Sullo sfondo abbagliante delle Northern Beaches, incorniciato dalla sinuosa veranda primonovecentesca, oggi Federico Porceddu è felice: a 35 anni è head chef di uno dei ristoranti più affermati della zona di Sidney, Pilu at Freshwater, che vanta due cappelli nella principale guida nazionale, Good Food. Ha trovato l’America, anzi ha ritrovato la Sardegna, in Australia. Ed è una storia di tanti, anzi tantissimi, perché la cucina oggi è fatta anche di stimoli e cultura. Nato a Guasila, vicino a Cagliari, da papà agricoltore e mamma bancaria, Federico, appassionato di giornalismo d’inchiesta e grandi reporter, si è laureato in Beni culturali con tanto di lode e tesi pubblicata negli annali dell’università. Ma non è bastato per trovare lavoro in Italia. “Così ho deciso di trasferirmi nel Regno Unito per imparare l’inglese. E ho scelto Edimburgo, una città piccola ma ricca. Avendo necessità di mantenermi, senza padroneggiare la lingua, potevo lavorare solo come custode o in cucina. Ed è successo che ho trovato un posto da lavapiatti in uno dei ristoranti di Giorgio Locatelli, Cucina presso l’Hotel Missoni”.
Dopo qualche settimana però la linea si inceppa per mancanza di personale. “Ti va di darci una mano?”, gli chiede lo chef. “Ma io non so tenere un coltello in mano…”
Da lì una necessità che si trasforma in passione, anzi nel ricettacolo di ogni altra passione, comprando libri e confrontandosi con gli altri ragazzi. Dopo 3 anni Federico è capopartita ai secondi. “Ma la passione per il fine dining era troppo forte, volevo assolutamente mettere piede in un tre stelle. Così sono tornato in Sardegna, da Stefano Deidda e Roberto Serra; poi ho virato su Copenhagen, ma era inverno e c’era solo il ghiaccio. Sono passato in Italia da Cristiano Tomei, un cuoco anarchico, affascinante, che cucina senza regole; poi Oliver Piras mi ha messo in contatto con Norbert Niederkofler. Ed è stata un’esperienza che mi ha cambiato perché ho capito cosa volesse dire alta ristorazione, l’attenzione al dettaglia, la cura della materia prima, l’importanza della gerarchia. Sono rimasto da commis per 6 mesi e avrei voluto fermarmi di più, anche in virtù dell’amicizia con Michele Lazzarini; ma mi restavano poche centinaia di euro e sulla soglia dei 30 anni ho colto l’ultima opportunità di lavorare in Australia, visto che dopo sarebbe stato impossibile ottenere il visto di vacanza lavoro.
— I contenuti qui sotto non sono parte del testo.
PR #114, opened 2018-03-19
AC-5343: Build Environment Deployment Targets

shanbady:
to test this first create a new directory and then clone all three repos into it. 
```
mkdir modular-models-epic
cd modular-models-epic
git clone git@github.com:masschallenge/impact-api.git
git clone git@github.com:masschallenge/accelerate.git
git clone git@github.com:masschallenge/django-accelerator.git
```
then check out the AC-5343 branches on impact and accelerate. Also checkout the modular-models-epic branch on django-accelerator
```
cd accelerate && git checkout AC-5343
cd ../impact-api && git checkout AC-5343
cd ../django-accelerator && git checkout modular-models-epic
```

then run ```make build``` in the impact-api directory.

## testing the make release command

to test the release command:

1. cd into the impact-api project and create an empty commit via:
```git commit --allow-empty -m "test commit"```

    the release command will only create a release tag if there are changes since the last release. 

2. now run  ```make release``` to create a release in all 3 projects.

3. there should be a running travis build for the tagged release. once this completes - make note of the tag that was generated and move on to the next section.

## testing a deploy

1. to test a deploy, find a test opsworks stack and set the "custom cookbooks" branch to AC-5343:
screen shot 2018-03-19 at 3 07 03 pm

2. add the "impact_deploy::default" recipe to the "deploy" recipes section (OpsWorks -> [Stack] -> Layers -> Recipes) before the opsworks_deploy_python recipe:
screen shot 2018-03-19 at 4 30 30 pm

3. set the following settings in the stack's  custom json - you can borrow test values for this from the [test3 instance](https://console.aws.amazon.com/opsworks/home?region=us-east-1#/stack/d4a32a10-b655-44f1-9e2c-262885c56176/show):

    IMPACT_ENVIRONMENT=test
    DOCKER_REGISTRY=997386117669.dkr.ecr.us-east-1.amazonaws.com
    ECS_ACCESS_KEY_ID=(get it from test3)
    ECS_SECRET_ACCESS_KEY=(get it from test3)

4. set the mc app's deploy branch/tag to the release tag that was created in the last section.

5. in ECS make note of the currently deployed task definition's image tag. The "test" cluster is the one that we have specified via the IMPACT_ENVIRONMENT setting. make note of the currently deployed tag (ECS -> [Cluster] -> Services -> click link under "Task Defin...", scroll down on resulting page):
screen shot 2018-03-19 at 3 17 35 pm

https://console.aws.amazon.com/ecs/home?region=us-east-1#/clusters/test/services

6. deploy the opsworks stack and wait for it to finish.

7. go back to the "test" cluster in ECS and look at the currently running task definition. note that the deployed image tag should have changed.

### CODE REVIEW

File: Makefile [hunk 1]
```diff
@@ -367,8 +367,25 @@ upload-db:
...
 
 
-release-list release deploy:
-	@echo $@ not yet implemented
+release-list:
+	@git ls-remote --tags | grep -o 'refs/tags/v[0-9]*\.[0-9]*\.[0-9]*' | sort -r | grep -o '[^\/]*$$'
+
+
+install-releasedeps:
+	@if [ -d "$DIRECTORY" ]; then \
```
yotammanor: $DIRECTORY is not declared anywhere.

create_release.sh
```diff
@@ -0,0 +1,6 @@
+semantic-release --major version
```
yotammanor: not sure a major version should be the default option, I think that it should be minor by default (because anything beyond that might mean we should alert stakeholders etc).

Either way, this should be configurable.

Makefile
```diff
@@ -367,8 +367,25 @@ upload-db:
...
+		source .venv/bin/activate; \
+	else \
+		virtualenv --no-site-packages .venv && source .venv/bin/activate; \
+	fi;
+	@pip install python-semantic-release
```
yotammanor: I really don't like the fact that this requires working with virtualenv like this. Can't this happen inside a container?

At the very list, it means that the pre-requisites for this project should include installing virtualenv.

yotammanor (changes requested):
Cloning into a different directory - why is that required?

Haven't done functional review yet, but a few questions to start with.

Makefile
shanbady: fixed - wrapped the semantic-release module into a dockerfile. you will need to re-run ```make build``` to create the image before running ```make release```

Makefile
shanbady: good catch - no longer relevant since ive removed the target altogether

web/impact/impact/__init__.py
```diff
@@ -0,0 +1 @@
+__version__ = '0.1.32'
```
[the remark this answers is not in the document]
shanbady: yes - upon running make release after changes have been pushed

shanbady:
@yotammanor the "cloning into a different directory" was just to make it easier to get going since i didnt want to assume everyone had the same relative directory structure for these projects.

mc-nathan:
Functional issue:  Going through the instructions when I get to `make release` I get:
```
MC-HQ-NWILSON:impact-api nathan$ make release
Unable to find image 'semantic-release:latest' locally
docker: Error response from daemon: pull access denied for semantic-release, repository does not exist or may require 'docker login'.
See 'docker run --help'.

there is no new release to tag
```

mc-nathan:
Functional test passed.  There is a weird error about 'semantic-release:latest' at the beginning of `make build`, but it seems to sort itself out.  Here's the text of the error:
```
MC-HQ-NWILSON:impact-api nathan$ make build
Unable to find image 'semantic-release:latest' locally
docker: Error response from daemon: pull access denied for semantic-release, repository does not exist or may require 'docker login'.
...
```

yotammanor (changes requested):
Thanks for the changes introduced.
Checked functionally, working (mostly, see issue in accelerate PR), pretty cool.

A few things I noticed that are probably worth addressing:

When I run `make build` I get the following message:
```
MC-DEV-YMANOR:impact-api yotammanor$ make build
Unable to find image 'semantic-release:latest' locally
docker: Error response from daemon: pull access denied for semantic-release, repository does not exist or may require 'docker login'.
```
(Tried it after docker login, as well. same result)


- in the travis build, I see the following output (see [here](https://travis-ci.org/masschallenge/impact-api/builds/356360086#L1207)):
```
make travis-release AWS_ACCESS_KEY_ID=$AWS_ACCESS_KEY_ID AWS_SECRET_ACCESS_KEY=$AWS_SECRET_ACCESS_KEY ENVIRONMENT=$DEPLOY_ENVIRONMENT DOCKER_REGISTRY=$DOCKER_REGISTRY IMAGE_TAG=$TAG
Unable to find image 'semantic-release:latest' locally
docker: Error response from daemon: pull access denied for semantic-release, repository does not exist or may require 'docker login'.
See 'docker run --help'.
tagging image v0.1.50
Incorrect Usage. flag provided but not defined: -access-key
NAME:
   ecs-cli configure - Stores a single cluster configuration.
USAGE:
   ecs-cli configure command [command options] [arguments...]
COMMANDS:
     profile  Stores a single profile.
     default  Sets the default cluster config.
     migrate  Migrates a legacy ECS CLI configuration file to the current YAML format.
OPTIONS:
   --cluster value, -c value            Specifies the ECS cluster name to use. If the cluster does not exist, it is created when you try to add resources to it with the ecs-cli up command. [$ECS_CLUSTER]
   --region value, -r value             Specifies the AWS region to use. If the AWS_REGION environment variable is set when ecs-cli configure is run, then the AWS region is set to the value of that environment variable. [$AWS_REGION]
   --config-name value                  Specifies the cluster configuration name to use for this configuration. (default: "default")
   --compose-service-name-prefix value  [Deprecated] Specifies the prefix added to an ECS service created from a compose file. Format <prefix><project-name>. (defaults to empty)
   --cfn-stack-name value               [Optional] Specifies the name of AWS CloudFormation stack created on ecs-cli up. (default: "amazon-ecs-cli-setup-<cluster-name>")
   --default-launch-type value          [Optional] Specifies the type of tasks that you would like to run. Options: EC2 or FARGATE. Defaults to empty string if none provided.
   --help, -h                           show help
...
... ## YM: omitting a few lines
...
v0.1.50: digest: sha256:44dec97ac8d555b31869d3e7b6b62ffbcbdf1d7f296b419b3d2835446117c49d size: 1571
time="2018-03-21T14:02:52Z" level=error msg="Unable to create an instance of CLIParams given the cli context" error="Set a region using ecs-cli configure command with the --region flag or AWS_REGION environment variable or --profile flag"
time="2018-03-21T14:02:52Z" level=fatal msg="Unable to create and read ECS Compose Project" error="Set a region using ecs-cli configure command with the --region flag or AWS_REGION environment variable or --profile flag"
make: *** [travis-release] Error 1
 ```

- As part of this PR, I'd love to see all OpsWorks stacks' settings updated to include the correct environment names and keys etc.

**Comment by mc-nathan** [comment]
Functional issue: Yesterday I did a successful release.  However, I did not notice that the file web/impact/impact/__init__.py had been modified in my local repository.  This morning it now conflicts with a fresh pull from the branch.  This seems like a potentially major issue.

When I was thinking about how to do this, it was exactly this sort of issue (file changes) that led me to want to do the release versioning as a git tag and to separate it from the rest of the semantic versioning (which is fine to store in __init__.py).  This is what motivated me to recommend that versions be <major>.<minor>.<patch>.<release>.  I now see that this is not technically "semantic versioning" as supported by python-semantic-versioning, but I do believe it is a reasonably common practice (e.g., Chrome => About Google Chrome).  I also note that formal semantic versioning does have an optional final spot for things like "-alpha" etc.  I think we could reasonably use that for the release number if so desired.  If we want to stick strictly with semantic versioning, then there we'll need to figure out a way to better manage the release process that can incorporate file changes in a way that does not require separate reviews etc.

**Comment by mc-nathan** [comment]
Starting from a new clean clone, I was not able to reproduce the problem with the unchecked in file.  Maybe this got fixed in some way.

File: __init__.py [hunk 5]
```diff
@@ -0,0 +1 @@
+__version__ = '0.1.34'
```
mc-nathan: What does this do?  Seems like web/impact/impact/__init__.py is the important one.

mc-nathan:
I still thing there's going to be an issue doing a release from development since pushes there aren't allowed without a review.  Is there some reason to thing that's not going to be the case?

mc-nathan (changes requested):
The code makes sense and seems reasonable, but I'm not convinced that it's actually going to work after it's merged to development.  Would probably be worth making another branch that has the same review restrictions that development has and see if it flies.  I also think there's a spare __init__ file that is not needed.

shanbady:
@mc-nathan the assumption is that the release command would be run from the master branch -post review merges so i dont think the review piece of the process will get in the way.

- Also once we get this in we will need to fiddle with permissions on the master branches. Worst case we may need to enable direct pushes to master or whatever release branch we choose but im hoping we can tie it down to only the semantic release user being able to create the release.

__init__.py
shanbady: good catch. removed

Makefile
```diff
@@ -403,6 +411,8 @@ endif
 
 
 # Deprecated targets
+deploy:
+	@echo $@ ERROR: see deployment steps for accelerate
```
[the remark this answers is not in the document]
shanbady: good point. i added a link to: https://github.com/masschallenge/standards/blob/376d290b41a202acc5c2263d7275ba4a57330ad7/create_new_release.md#deploy-to-staging for now

mc-nathan (approved):

Dockerfile.semantic-release
```diff
@@ -0,0 +1,13 @@
...
+RUN apk add --no-cache bash git
+RUN /entrypoint.sh \
+  -a git \
+  -p python-semantic-release \
+&& echo
+RUN apk add pcre git
+RUN git config --global user.email semantic-release@masschallenge.org
+RUN mkdir /app
+WORKDIR /app
+ADD setup.cfg .
```
yotammanor, line 12: would've preferred the `setup.cfg` would have a name that identifies it as config for semantic release, and not for any of the many other things that might require a config file around here :)

yotammanor (changes requested):
Changes look good on both impact-api and accelerate. I want to raise a few issues before I approve:

- Right now running `make release` triggers a git tag creation in both impact-api, accelerate and django-accelerator. It is the same tag literal, so all repos are kept in sync. @mc-nathan you said that you preferred them not to be kept in sync, so I want to make sure that we are aware of this, and that we are consciously choosing it to be this way for now.
- running `make release-list` prints out _all_ the versions, sorted alpha-numerically (v1.1, v1.2, v1.11, ...). seems like a possible follow-on, but want to make sure it is not missed.
- The default version bump is now implicitly PATCH, which is fine, but it's worth noting that the version bump is decided by parsing the latest(?) commit message according to a commit message style guide we don't follow. This might yield unexpected larger version bumps (probably not, though), and will make it hard for us to bump a MINOR or a MAJOR version if we want to. This reasonably sounds to me like a follow-on, but I want to make sure.
- I'd love to see all the version/release mess we've created as part of developing/testing this PR cleaned up.

another minor comment below.

mc-nathan:
To try to be clearer on the version issue, it is clear that we need to coordinate the release of impact-api, accelerate and django-accelerator.  This requires either that they all version in synchrony or one of them be the "master" or that we version the coordinated releases independently of any of the tools.  The current solution as I understand it leverages the third party library python-semantic-release to generate semantic versions that get stored in impact-api/web/impact/impact/__init__.py.  In my opinion this represent the middle option where impact-api is the "master".  The is also reflected in the fact that python-semantic-release is only part of the impact-api repo.

Assuming that we want to explicitly version accelerate and django-accelerator at some point (specifically such that they will have their own file with a version number in it), I do not see a reason why we would expect that version number to be the same as the version for impact-api.  The intent of semantic versioning as I understand it is to indicate changes to a specific tool that correlates with the level of semantic change in that code base.  If for example, we make a major change to impact-api (say switch to DRF 4.0 or whatever), but we don't expect there to be any change to django-accelerator, then in my view it would make sense to change the major version of impact-api, but not the major version of django-accelerator.

The application of a git tag, I see as being independent of the version of the individual tools that make up the release.  This is one of the reasons why originally I had proposed the tag be something like "release-1.2.3.4" where 1.2.3 is the current semantic version of impact-api.

Shankar has implemented this using a tag that is entirely based on the semantic version of impact-api (e.g., "v1.2.3").  This is workable as long as we assume that every release involves a change to the version of impact-api.  I'm OK with that, but it would not have been my choice.  The other problem that it creates as demonstrated by this conversation is that it make it less clear when a version reference is for a tool (impact-api) as opposed to a release (impact-api, accelerate and django-accelerator).  However, given that none of the tools currently have separate clients it doesn't practically make a difference.

mc-nathan:
Regarding the other concerns that @yotammanor raised, I agree with them all.  @shanbady please either address them in this PR or create follow on tickets.

Dockerfile.semantic-release
shanbady: unfortunately this is something that the library we use requires and is not changeable.

yotammanor (approved):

Qua fa tendenza una cucina casual, senza il perfezionismo dei nostri stellati; ma io avevo sentito parlare di questo sardo fine dining e mi sono presentato”.
“Nella cucina di Giovanni e Marilena Pilu, un anno dopo l’altro, ho avuto l’opportunità di crescere, fino a diventare head chef un anno e mezzo fa. Oggi la gestisco io, mentre Pilu segue il gruppo con la trattoria di cucina italiana dall’altro lato della spiaggia e il chiosco di panini e casual modern australian da aperitivo. Soprattutto ho capito cosa volevo fare davvero: riprendere le mie radici e rielaborarle nella forma di una cucina sarda contemporanea che rispecchiasse le tradizioni in modo personale, dove convogliare le mie esperienze, il perfezionismo di Niederkofler, l’anarchia di Tomei, l’amore per le tipicità di Serra e il contemporaneismo di Deidda. Come la Sardegna, l’Australia è un’isola, ma sconfinata, con tanti habitat e climi diversissimi. Nella zona di Sidney però il clima ricorda il nostro: è mite, ci sono tantissime spiagge con un’acqua bellissima, l’estate è calda, l’inverno non è mai rigido. Quindi le materie sono simili”.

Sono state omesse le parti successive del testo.